A crush of LP and regulatory compliance reporting and accounting work is pushing private equity CFOs and back offices to the breaking point.

That’s according to Stephen Coats and Peter Haskopoulos, managing partners of Petra Funds, a provider of back-office services backed last year by Charlesbank Capital Partners.

Time-consuming and costly fund administration by GPs is growing, Coats and Haskopoulos told affiliate title Buyouts, because of elevated demand coming from multiple sources.

A main source of demand, they said, is investors. Many LPs are stepping up reporting requirements – including hard evidence of firms integrating ESG and DEI criteria into teams, strategies and portfolios – as well as fuller data disclosures for the purposes of benchmarking and monitoring.

Stephen Coats, Petra Funds

“As LPs have become more sophisticated, they now regularly request bespoke notices, reports, partner capital account statements and DDQs [due diligence questionnaires],” Coats said, “creating an enormous burden on GPs. We went from everybody wants to have an ILPA template to everybody wants ILPA-plus.”

Another source is regulators, whose requirements and strictures are set to increase after the SEC’s finalization of new private fund proposals last year.

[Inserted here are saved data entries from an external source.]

PR #553, opened 2016-09-28
change maid_manager_account_decrease_with_churn to use duplicated put

maqi:
This change is [Reviewable](https://reviewable.io/reviews/maidsafe/safe_vault/553)

### DIFF
--- a/tests/maid_manager.rs
+++ b/tests/maid_manager.rs
@@ -24,7 +24,6 @@ use rand::distributions::{IndependentSample, Range};
 use routing::{Data, GROUP_SIZE, ImmutableData, XorName};
 use routing::client_errors::{GetError, MutationError};
 use routing::mock_crust::{self, Network};
-use safe_vault::Config;
 use safe_vault::mock_crust_detail::{self, poll, test_node};
 use safe_vault::mock_crust_detail::test_client::TestClient;
 use safe_vault::test_utils;
@@ -200,14 +199,9 @@ fn maid_manager_account_adding_with_churn() {
 
 #[test]
 fn maid_manager_account_decrease_with_churn() {
-    let config = Config {
-        wallet_address: None,
-        max_capacity: Some(3000),
-        chunk_store_root: None,
-    };
     let network = Network::new(None);
     let node_count = 15;
-    let mut nodes = test_node::create_nodes(&network, node_count, Some(config.clone()), false);
+    let mut nodes = test_node::create_nodes(&network, node_count, None, false);
     let client_config = mock_crust::Config::with_contacts(&[nodes[0].endpoint()]);
     let mut client = TestClient::new(&network, Some(client_config));
 
@@ -218,13 +212,15 @@ fn maid_manager_account_decrease_with_churn() {
 
     let full_id = client.full_id().clone();
     let mut event_count = 0;
+    let chunks_per_iter = 4;
+    let mut data_list = Vec::new();
 
     for i in 0..10 {
         trace!("Churning on {} nodes, iteration {}", nodes.len(), i);
         if nodes.len() <= GROUP_SIZE + 2 || rng.gen() {
             let index = Range::new(1, nodes.len()).ind_sample(&mut rng);
             trace!("Adding node with bootstrap node {}.", index);
-            test_node::add_node_with_config(&network, &mut nodes, config.clone(), index, false);
+            test_node::add_node(&network, &mut nodes, index, false);
         } else {
             let number = Range::new(1, 4).ind_sample(&mut rng);
             trace!("Removing {} node(s).", number);
@@ -233,10 +229,20 @@ fn maid_manager_account_decrease_with_churn() {
                 test_node::drop_node(&mut nodes, node_index);
             }
         }
-        for data in (0..4).map(|_| {
-            Data::Structured(test_utils::random_structured_data(100000, &full_id, &mut rng))
-        }) {
-            client.put(data.clone());
+        if i % 2 == 0 {
+            data_list.clear();
+            for data in (0..chunks_per_iter).map(|_| {
+                Data::Structured(test_utils::random_structured_data(100000, &full_id, &mut rng))
+            }) {
+                client.put(data.clone());
+                data_list.push(data);
+            }
+        } else {
+            for data in &data_list {
+                // Expect to be failed in DM. MM acount is increased first but be decreased back
+                // due to the put failure response from DM.
+                client.put(data.clone());
+            }
         }
         event_count += poll::poll_and_resend_unacknowledged(&mut nodes, &mut client);
 
@@ -250,9 +256,8 @@ fn maid_manager_account_decrease_with_churn() {
         let node_count_stats: Vec<(XorName, Option<u64>)> = sorted_maid_managers.into_iter()
             .map(|x| (x.name(), x.get_maid_manager_put_count(client.name())))
             .collect();
-        let expect_count = node_count_stats[0].1;
         for &(_, count) in &node_count_stats {
-            assert_eq!(count, expect_count);
+            assert_eq!(count, Some(chunks_per_iter * (i / 2 + 1) + 1));
         }
     }
 }


maidsafe-highfive:
r? @Fraser999

tests/maid_manager.rs
```diff
@@ -233,10 +228,17 @@ fn maid_manager_account_decrease_with_churn() {
...
-            client.put(data.clone());
+        if i % 2 == 0 {
+            for data in (0..4).map(|_| {
+                Data::Structured(test_utils::random_structured_data(100000, &full_id, &mut rng))
+            }) {
+                client.put(data.clone());
+                data_list.push(data.clone());
+            }
+        } else {
+            for data in &data_list {
```
Viv-Rajkumar: Any specific reason we're trying to repeat failure puts cumulatively? we don't clear `data_list`, so in every odd iteration, we're going to try to PUT all items in `data_list` again, so iteration 9 would be trying 20 PUTs?

We could maybe just try with the last X num of items from `data_list` as was added in the previous iteration?

Viv-Rajkumar:
> So if all puts attempted in this test had succeeded(as in the code this test is testing was functioning wrong)

should be:

So if all MM ignored the put failures from DM to actually decrease store count and returned success/failure to client(as in the code this test is testing was functioning wrong)

maqi:
Review status: 0 of 1 files reviewed at latest revision, 1 unresolved discussion.

---

*[tests/maid_manager.rs, line 239 at r1](https://reviewable.io:443/reviews/maidsafe/safe_vault/553#-KSlt135Zlz9lXhBhNGD-r1-239:-KSowqe8uoSDshU--vEg:bcmvn9o) ([raw file](https://github.com/maidsafe/safe_vault/blob/b52884606f49aec9248f6d9494f772e3f9a4a6f7/tests/maid_manager.rs#L239)):*
<details><summary><i>Previously, Viv-Rajkumar (Viv Rajkumar) wrote…</i></summary>
> Any specific reason we're trying to repeat failure puts cumulatively? we don't clear `data_list`, so in every odd iteration, we're going to try to PUT all items in `data_list` again, so iteration 9 would be trying 20 PUTs?
> 
> 
> 
> We could maybe just try with the last X num of items from `data_list` as was added in the previous iteration?
> 
>  
</details>
in each iteration, different nodes will added/removed. so the cumulatively repeat of failure puts is just to ensure those old data has been properly relocated, so the account can be updated properly/consistently among all nodes.

---


*Comments from [Reviewable](https://reviewable.io:443/reviews/maidsafe/safe_vault/553)*

maqi:
what is this about?

---

Review status: 0 of 1 files reviewed at latest revision, 1 unresolved discussion.

---



*Comments from [Reviewable](https://reviewable.io:443/reviews/maidsafe/safe_vault/553#-:-KSozEhME5E-pU2Biwb2:b-9wyecr)*

Fraser999:
Review status: 0 of 1 files reviewed at latest revision, 2 unresolved discussions.

---

*[tests/maid_manager.rs, line 239 at r1](https://reviewable.io:443/reviews/maidsafe/safe_vault/553#-KSlt135Zlz9lXhBhNGD-r1-239:-KSpsXuWwi2GET-1Q0_p:b-6zwe88) ([raw file](https://github.com/maidsafe/safe_vault/blob/b52884606f49aec9248f6d9494f772e3f9a4a6f7/tests/maid_manager.rs#L239)):*
<details><summary><i>Previously, maqi wrote…</i></summary>
> in each iteration, different nodes will added/removed. so the cumulatively repeat of failure puts is just to ensure those old data has been properly relocated, so the account can be updated properly/consistently among all nodes.
</details>
That's probably something that's out of scope for this test though.  We shouldn't have to Put the old data again to work round a problem which should be getting tested in a different test, and hopefully doesn't exist as a problem anyway?

---

*[tests/maid_manager.rs, line 216 at r2](https://reviewable.io:443/reviews/maidsafe/safe_vault/553#-KSpt9hqarG0Y2Y4tytf:-KSpt9hqarG0Y2Y4tytg:b6ie3vg) ([raw file](https://github.com/maidsafe/safe_vault/blob/345535886e42ba51401c6181867e27ad127428f3/tests/maid_manager.rs#L216)):*
> ```Rust
>     let mut event_count = 0;
>     let mut data_list = Vec::new();
>     let mut expect_count = 1;
> ```

We don't need this variable at all, do we?  It always ends up as `41` when we finally assert on it.  I think it would be good to use named variables for the two loop counts and use those in the assertion (e.g. `assert_eq!(count, Some(iterations * chunks_per_iter + 1));`)

---


*Comments from [Reviewable](https://reviewable.io:443/reviews/maidsafe/safe_vault/553)*

Fraser999:
Review status: 0 of 1 files reviewed at latest revision, 3 unresolved discussions.

---

*[tests/maid_manager.rs, line 215 at r2](https://reviewable.io:443/reviews/maidsafe/safe_vault/553#-KSpvA_4pV-B7eIFDwfj:-KSpvA_5EYgM5C1ITRrp:b-fowgtk) ([raw file](https://github.com/maidsafe/safe_vault/blob/345535886e42ba51401c6181867e27ad127428f3/tests/maid_manager.rs#L215)):*
> ```Rust
>     let full_id = client.full_id().clone();
>     let mut event_count = 0;
>     let mut data_list = Vec::new();
> ```

I guess we could reduce the scope of this variable by just moving this line inside the loop, then we can get rid of the line calling `clear()` each time.

---


*Comments from [Reviewable](https://reviewable.io:443/reviews/maidsafe/safe_vault/553)*

maqi:
Review status: 0 of 1 files reviewed at latest revision, 3 unresolved discussions.

---

*[tests/maid_manager.rs, line 215 at r2](https://reviewable.io:443/reviews/maidsafe/safe_vault/553#-KSpvA_4pV-B7eIFDwfj:-KSqrU_L0TWbkltabpub:b-wbcyw) ([raw file](https://github.com/maidsafe/safe_vault/blob/345535886e42ba51401c6181867e27ad127428f3/tests/maid_manager.rs#L215)):*
<details><summary><i>Previously, Fraser999 (Fraser Hutchison) wrote…</i></summary>
> I guess we could reduce the scope of this variable by just moving this line inside the loop, then we can get rid of the line calling `clear()` each time.
</details>
the scope cannot be reduced, because data_list is being populated in iteration 1, then being read in iteration 2.
so basically: in one iteration we put new data, then in next iteration we put the same data again (MM account will be increased then decreased, as received put_failure from DM)

---


*Comments from [Reviewable](https://reviewable.io:443/reviews/maidsafe/safe_vault/553)*

Fraser999:
Review status: 0 of 1 files reviewed at latest revision, 3 unresolved discussions.

---

*[tests/maid_manager.rs, line 215 at r2](https://reviewable.io:443/reviews/maidsafe/safe_vault/553#-KSpvA_4pV-B7eIFDwfj:-KSuXCb3zEdhn7LVS6VR:b-d7o9am) ([raw file](https://github.com/maidsafe/safe_vault/blob/345535886e42ba51401c6181867e27ad127428f3/tests/maid_manager.rs#L215)):*
<details><summary><i>Previously, maqi wrote…</i></summary>
> the scope cannot be reduced, because data_list is being populated in iteration 1, then being read in iteration 2.
> so basically: in one iteration we put new data, then in next iteration we put the same data again (MM account will be increased then decreased, as received put_failure from DM)
</details>
Yeah - you're right - sorry.

---


*Comments from [Reviewable](https://reviewable.io:443/reviews/maidsafe/safe_vault/553)*

afck:
Reviewed 1 of 1 files at r3.
Review status: all files reviewed at latest revision, 5 unresolved discussions.

---

*[tests/maid_manager.rs, line 238 at r3](https://reviewable.io:443/reviews/maidsafe/safe_vault/553#-KSxqnXB6YhaP4hYCSu8:-KSxqnXB6YhaP4hYCSu9:b-x093r5) ([raw file](https://github.com/maidsafe/safe_vault/blob/b16aafa50e28e41887bd25c09538230035d5875a/tests/maid_manager.rs#L238)):*
> ```Rust
>             }) {
>                 client.put(data.clone());
>                 data_list.push(data.clone());
> ```

That second `clone()` is probably not needed anymore. The `data` can be moved into the `data_list`.

---

*[tests/maid_manager.rs, line 242 at r3](https://reviewable.io:443/reviews/maidsafe/safe_vault/553#-KSxrRM3k5azsu3DQ4Yc:-KSxrRM3k5azsu3DQ4Yd:bvb9ds6) ([raw file](https://github.com/maidsafe/safe_vault/blob/b16aafa50e28e41887bd25c09538230035d5875a/tests/maid_manager.rs#L242)):*
> ```Rust
>         } else {
>             for data in &data_list {
>                 client.put(data.clone());
> ```

Please add a comment that this is expected to fail and that therefore it is not expected to increase the `Put` count in the client manager.

---


*Comments from [Reviewable](https://reviewable.io:443/reviews/maidsafe/safe_vault/553)*

afck:
Reviewed 1 of 1 files at r4.
Review status: all files reviewed at latest revision, 3 unresolved discussions, some commit checks broke.

---



*Comments from [Reviewable](https://reviewable.io:443/reviews/maidsafe/safe_vault/553)*

Fraser999:
Reviewed 1 of 1 files at r4.

---



*Comments from [Reviewable](https://reviewable.io:443/reviews/maidsafe/safe_vault/553)*

maqi:
The maid_manager::maid_manager_account_decrease_with_churn test fails occasionally, for example with RNG seed: [1907805060, 4035237522, 603661178, 3919140052].

This is due to: 
the new joined close node received account refresh AFTER the put_request, and other existing node doesn't send out any refresh of that account due to missing put_success from DM.
the missing put_success from DM is due to : among 8 DM nodes, 4 has full space, so responded with put_failure, 4 has free space so put in pending_list and wait for NAE group_refresh. However, none of them will get enough to accumulate.
Regarding the mis-match among nodes of full status, it may because: only in DM::handle_put, we check only use half of the chunk_store's max_space, in other places (pending writes and get_response for refreshed in data), we don't carry out such check. This opens couple of gaps:
1, when receiving multiple put_requests, they may all pass the 50% check, but actually taking too much
   If some nodes completes pending writes procedure quicker, it may reject some put_requests, meanwhile other still accept it.
2, Refreshed in data has the same issue, and it totally by-passed the 50% check.

This PR only change the testing code to use `duplicate put` to trigger `put_failure response` from DM to MM, which will decrease MM account. However, this doesn't resolve the issue described above.


Currently pending this PR to highlight the issue.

Billed as the most sweeping regulations since the Dodd-Frank Act, the rules aim to enhance transparency. They cover everything from reporting of fees, expenses and performance and fund audits to equal LP access to information and conflicts of interests in fund charges and GP-led secondaries.

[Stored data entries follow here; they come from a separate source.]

PR #555, opened 2016-10-06
feat/data_manager: support deletion

maqi:


maidsafe-highfive:
r? @Fraser999

src/personas/data_manager.rs
```diff
@@ -530,25 +544,22 @@ impl DataManager {
...
-        //    }
-        // }
-        // trace!("DM sending delete_failure for {:?}", new_data.identifier());
-        trace!("DM currently doesn't support Delete. Sending delete_failure for {:?}",
-               new_data.identifier());
+
+        if let Ok(Data::Structured(mut data)) = self.chunk_store.get(&data_id) {
+           if data.delete_self_against_successor(&new_data).is_ok() {
+                // chunk_store::put() deletes the old data automatically.
+                try!(self.chunk_store.put(&data_id, &Data::Structured(data)));
```
afck: This should send a `GroupRefresh` message instead of writing to the chunk store immediately, like the other data mutations do.

Also, it should still `self.count_removed_data(&data_id)`, as the `Put` will still count the re-added data as new, I think? (If it doesn't, that's okay, too, but they need to match and we should document what exactly the counter counts.)

maqi: which means we will need a pending_deletes and a new PendingWriteType::Delete   (probably rename PendingWriteType to PendingMutationType ?)

I don't think we shall count_removed_data as the data is still a copy managed by us (though it is almost null)
maybe we shall have another statistic say count_deleted_data, but that's another story

afck: Yes, we'll need a `Delete` variant. I'm happy with renaming it to `PendingMutationType`. (That's the term we also use in the errors, right?)

Good point: Let's still count data that's deleted but managed by us. In that case, we need to count the data on `Put` only if it didn't exist before.

afck:
This was included in #559.

PR #556, opened 2016-10-06
Conform to utilities v0.10.0

ustulation:
Re-run this after publishing routing 0.27.0 to crates.


maidsafe-highfive:
r? @Fraser999

ustulation:
Routing is not going to be published to crates just now. Needs to be re-raised when routing gets a version publish.

PR #557, opened 2016-10-13
chore/all: fix Clippy lints and update dependencies

afck:


maidsafe-highfive:
r? @maqi

PR #561, opened 2016-10-21
fix/maid_manager: handle different clients creating the same account

afck:


afck:
@maqi

maidsafe-highfive:
r? @maqi

src/personas/maid_manager.rs
```diff
@@ -162,8 +165,25 @@ impl MaidManager {
...
+                        let refresh = Refresh::Delete(client_name);
+                        if let Ok(serialised_refresh) = serialisation::serialise(&refresh) {
+                            trace!("MM sending delete refresh for account {}", src.name());
+                            let _ = self.routing_node
+                                .send_refresh_request(dst.clone(),
+                                                      dst.clone(),
+                                                      serialised_refresh,
+                                                      msg_id);
+                        }
+                        MutationError::AccountExists
```
maqi: probably it has been discussed, but to me `AccountExists` means the `name` of the client exists.
but here it is actually the `AccountPacket` exists.
the `account packet` maybe to be regenerated a new one easily, but having a `new name` of client means the client has to disconnect then reconnect.

afck: Starting a client with the same private key as someone else is cryptographically hard, so this needs no special handling.
The case where the same client is trying to create an account packet again is already handled (and `AccountExists` is returned).
This caters in addition for the case where a different client is trying to create account data with the same data name.

PR #196, opened 2021-10-26
premake5: add arch suffix to library names

iZarif:


nekonomicon:
Is it possible to check `$CC -v`, `$CC -dumpmachine`, `$ARCH` or `$TARGET`?
Or even ask user about `$ARCH`?

iZarif:
> Is it possible to check `$CC -v`, `$CC -dumpmachine`, `$ARCH` or `$TARGET`? Or even ask user about `$ARCH`?

`$CC` is not always set, and if it is, it may not match the compiler that premake will use. Will `-dumpmachine` work better than `uname`? Asking the user about `$ARCH` is definitely a good idea, I was going to do it.

mittorn:
uname will show host architecture, dumpmachine shows target.
how do you want to compile without $CC?

iZarif:
> How do you want to compile without $CC?

In Premake there is no (or I have not found) way to get the path to the selected compiler, so there is no $CC

iZarif:
> Or even ask user about `$ARCH`?

Done, user can now specify the architecture using the --arch option

iZarif:
> That's incorrect.
> 
> You have to compile build.h, get all defined macros and select suffix according to engine/common/build.c.

Done, now if the user did not specify a compiler explicitly then gcc is implied. If the user does not have gcc installed the user will have to specify the architecture manually using the --arch option

FreeSlave:
Honestly I don't understand why we need any "contrib" stuff in this repo. Those who want alternative ways to build hlsdk can just keep it in their forks and merge/rebase upon master when needed.

iZarif:
> Honestly I don't understand why we need any "contrib" stuff in this repo. Those who want alternative ways to build hlsdk can just keep it in their forks and merge/rebase upon upstream master when needed.

I was just offering, I don't force anyone to merge it

PR #212, opened 2021-11-27
Remove unused source files

malortie:
See ValveSoftware/halflife#2996.


nekonomicon:
mpstubb.cpp has stubs for mp-only mods.

PR #221, opened 2021-12-08
Fixed wrong base class specified in CMultisource save restore.

malortie:
See ValveSoftware/halflife#3193.


a1batross:
Wouldn't that break existing saves?

nekonomicon:
I think it didn't break offsets.

PR #231, opened 2021-12-11
Refactor EV_FireGlock2.

malortie:
Due to recent changes in `EV_FireGlock1` and `EV_FireGlock2`, both functions now have identical implementation.

The changes call `EV_FireGlock1` from `EV_FireGlock2`.

Modders will still be able to do custom implementation if needed.

**Important:** Mod branches might have different behavior. Make sure to check before merging from master.

### DIFF
--- a/cl_dll/ev_hldm.cpp
+++ b/cl_dll/ev_hldm.cpp
@@ -458,7 +458,8 @@ void EV_HLDM_FireBullets( int idx, float *forward, float *right, float *up, int 
 //======================
 //	    GLOCK START
 //======================
-void EV_FireGlock1( event_args_t *args )
+// Shared Glock fire implementation for EV_FireGlock1 and EV_FireGlock2.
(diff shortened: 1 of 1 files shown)


nekonomicon:
May be will be better to create separate static function and wrap it?
```
static void some_func(event_args_t *args)
{
...
}

void EV_FireGlock1(event_args_t *args)
{
some_func(args);
}


void EV_FireGlock2(event_args_t *args)
{
some_func(args);
}
```

malortie:
Would this do ?

```cpp
// Shared Glock fire implementation for EV_FireGlock1 and EV_FireGlock2.
static void EV_FireGlock_Impl( event_args_t *args )
{
  ...
}

void EV_FireGlock1( event_args_t *args )
{
	EV_FireGlock_Impl( args );
}

void EV_FireGlock2( event_args_t *args )
{
	EV_FireGlock_Impl( args );
}
```

PR #235, opened 2021-12-24
Simplify bullets effects code in ev_hldm.cpp

malortie:
See ValveSoftware/halflife#3212.


nekonomicon:
All good, but any compiler will optimize this code and ignore switch.

malortie:
Understood, but this is to simplify code.

I created separate PRs for the other changes, so that you may choose to merge or close.

nekonomicon:
> but this is to simplify code

I didn't see any reasons to remove empty switch-cases here.
It's already code style changes, not just refactoring.
It will be better to leave such code as is for changes in the future.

SEC proposals add “a whole new layer” of demand, Coats said. “Whatever it ends up looking like, we know that at least directionally it’s moving toward more and faster reporting, not less and slower.”

Credit surge

Peter Haskopoulos, Petra Funds

Still another – and less well appreciated – driver of mounting GP paperwork is the recent “explosion” in private debt, Coats and Haskopoulos said, as new credit shops emerge and private equity managers acquire, launch and build in-house credit platforms.

Back offices are impacted by the fact that debt investing is different from, and by its nature more complicated than, equity investing, they said. As such, it requires distinct organizational resources, often making middle offices imperative.

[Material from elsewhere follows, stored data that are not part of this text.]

PR #241, opened 2022-01-18
Use filtered command buffer when string came from network

a1batross:
This is a client part of https://github.com/FWGS/xash3d-fwgs/pull/666

In theory, it must be compatible with the latest GoldSource, because the undocumented interface comes from it.

~~However, applying this patch will make client incompatible with older GoldSource and Xash3D builds, see how `Initialize( cl_enginefunc_t *, int )` is implemented.~~

Solved. We only use filtering if engine has cl_filterstuffcmd cvar.

### DIFF
--- a/cl_dll/cdll_int.cpp
+++ b/cl_dll/cdll_int.cpp
@@ -167,11 +167,16 @@ int DLLEXPORT Initialize( cl_enginefunc_t *pEnginefuncs, int iVersion )
 	if( iVersion != CLDLL_INTERFACE_VERSION )
 		return 0;
 
-	memcpy( &gEngfuncs, pEnginefuncs, sizeof(cl_enginefunc_t) );
+	// for now filterstuffcmd is last in the engine interface
+	memcpy( &gEngfuncs, pEnginefuncs, sizeof(cl_enginefunc_t) - sizeof( void * ) );
 
 	if( gEngfuncs.pfnGetCvarPointer( "cl_filterstuffcmd" ) != 0 )
 	{
 		gEngfuncs.pfnFilteredClientCmd = gEngfuncs.pfnClientCmd;
+	}
+	else
+	{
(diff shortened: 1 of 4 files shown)


FreeSlave:
I would prefer to keep the compatibility with older versions. Currently this hlsdk can work even with WON versions of Goldsource. Also it should continue to work with original Xash (non-fwgs).
Can we somehow check for this function in the runtime and use the old method as a fallback? Or if it's not possible, put it under the macro.

a1batross:
Unfortunately, during initialization, client.dll doesn't know the size of engine funcs passed to it and uses what it was compiled with. It allows interface extension from engine side but doesn't from client. This is also problem for both Render and Mobility interfaces too.

Can't think of better solution here. We may deprecate old mobility interface since I don't want to maintain compatibility with old engine here...

a1batross:
But I think we shouldn't leave this unpatched. Executing commands from server side is a known problem for years.

a1batross:
Ah, I get it now!

GoldSource and Xash with support for command filtering expose "cl_filterstuffcmd" cvar. If we can get a pointer to it, high chances that engine supports this extended interface.

mittorn:
It still reads engfuncs out of bound in memcpy. Maybe we need some way to determine array size based on engine version

a1batross:
> It still reads engfuncs out of bound in memcpy. Maybe we need some way to determine array size based on engine version

Yes I thought about it... oh well.

Maybe the same check can determine the size of the struct.

a1batross:
@nekonomicon @mittorn 

do you have any comments? I updated this branch.

Probably not in the best way, it will break if we add something to the interface again.

a1batross:
сс @FreeSlave

nekonomicon:
LGTM.

FreeSlave (approved):

nekonomicon (approved):

FreeSlave:
Should we merge it already?

PR #247, opened 2022-04-09
Use valid animation extension for pipe.

malortie:
This issue also appears in the original mod.

The player model does not have animations suffixed pipe, so it defaults to the first sequence (idle).

The following changes make the pipe use 'crowbar' anim extension so it can pick a valid sequence.


malortie:
@nekonomicon Can you please check the cancelled build, and in PR #248 ?

nekonomicon:
It's just deprecated Visual Studio version, nothing critical.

Credit represents “a different dialect of the fund administration accounting language,” Haskopoulos said. In the case of private equity firms starting credit funds, for example, existing operations are “not necessarily set up to really grow and scale” alongside transactional volume.

Rush to outsource

The combined weight of demand on CFOs and back offices is “creating a need for more infrastructure,” Haskopoulos said. As part of this, many GPs are taking stock of the effectiveness of long-standing systems and processes.

“There’s a bit of institutionalization going on whereby GPs are not just thinking about how they historically set things up, but how they should set them up,” Coats said. “That’s never happened before because everyone was just too busy and had their head down.”

One result of this rethink may be greater GP interest in outsourcing back-office functions to external specialists, such as Petra.

A 2023 survey by Ocorian found 98 percent of managers reporting growth in the level of their outsourcing in the past two years. An equally big share plan to up the level further over the next three years.

Another option is lift-outs of back offices, including entire teams, and placing them in the hands of external services providers. Large GPs are paying more attention to this alternative, Coats said, as they realize that traditional internal infrastructure is “no longer serving their needs.”

Petra on the rise

The search by GPs for remedies to overwhelming paperwork is fueling the expansion of Petra, founded in 2021 by Coats, an ex-Riverstone partner and CAO, and Haskopoulos, an ex-Riverstone managing director and CFO.

Petra was designed to be a one-stop shop for private equity and private debt firms, large and small. It is able to handle or co-ordinate every back-office function – such as fund accounting, GP accounting, investor relations support, compliance, ESG reporting, insurance and IT – on a customized basis.

Key to Petra’s model is its role as an adjunct to the client, something the founders’ experience at Riverstone trained them to do. “The only way to make yourself an extension of a CFO is to think like the CFO thinks,” Coats told Buyouts in a prior interview.

Because of elevated demand on back offices, clients of Petra rose to 65 as of March from 45 during its first full year of activity in 2022. Over the same period, employees increased to 180, from roughly 40. US and European offices, of which there were originally two, now total five.

GPs are tapping into the full range of Petra solutions, Coats and Haskopoulos said, with lift-outs showing particular momentum. To date, four lift-outs have been completed, among them the in-house operations of Riverstone and Denham Capital.

Four more lift-outs are underway. “We think it’s going to be a big part of our business going forward,” Haskopoulos said.

Other well-known names in the fund administration services space are 4Pines Fund Services, Alter Domus, Apex, Aztec, Gen II Fund Services, Ocorian and Standish Management.